Hi gang been away fer a bit but project D-X rolls on . I need a few items to finish it of though a 4 hole rack,tank,fenderlite and a rear drop stand,but a miller kick stand in good cond will do, can anyone help? so heres a few pix to let ya know what Ive been up to since I been away.


----------



## militarymonark (Aug 19, 2007)

ok NOW i know what your talking about with your tank. Yeah good luck finding a tank for that one.
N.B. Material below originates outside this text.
PR #923, opened 2024-05-09
Rollover current chunk during shutdown

vthacker:
###  Summary

Every time we do an an indexer deploy, data goes missing for ~10 mins till the recovery task completes. Our users notice this and we want to address this.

The bike looks great chrome is awesome too. no wonder you paid so much


----------



## ballooman (Aug 19, 2007)

*owch*

yeah too much but the results are worth it cant wait to take fer a blast


----------



## ballooman (Aug 21, 2007)

*bump*

bumpitty bump bump


----------



## J.E (Aug 21, 2007)

What kind of light are you looking for.


----------



## ballooman (Aug 22, 2007)

*light*

the pre-war delta lite for this one is shown in hurds and gordons book schwinn built bicycles 1933-WW-II on pages 137 and 138


----------



## akikuro (Aug 23, 2007)

Great looking bike. What tires are u using here? I'm building up a DX as well and thinking of using a similar paint scheme.


----------



## ballooman (Aug 23, 2007)

*tires*

 they are typhoon re-pops the name on the side wall is grand tycoon think I saw em on e-bay b4 check out bicyclebones store. I got mine from local cycle shop


----------